- Work to complete: All of the entries should be returned without a single change.

(Collected data)
PR #294, opened 2021-04-23
Add Velocity in Online Mode.

Euphillya:
Bungee was added, why not velocity too


BillyGalbreath:
`PaperConfig.isProxyOnlineMode()` already checks for velocity, too. The bug i think you are trying to fix is in the Timings Viewer code, not the server software.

- The completed task:
PR #294, opened 2021-04-23
Add Velocity in Online Mode.

Euphillya:
Bungee was added, why not velocity too


BillyGalbreath:
`PaperConfig.isProxyOnlineMode()` already checks for velocity, too. The bug i think you are trying to fix is in the Timings Viewer code, not the server software.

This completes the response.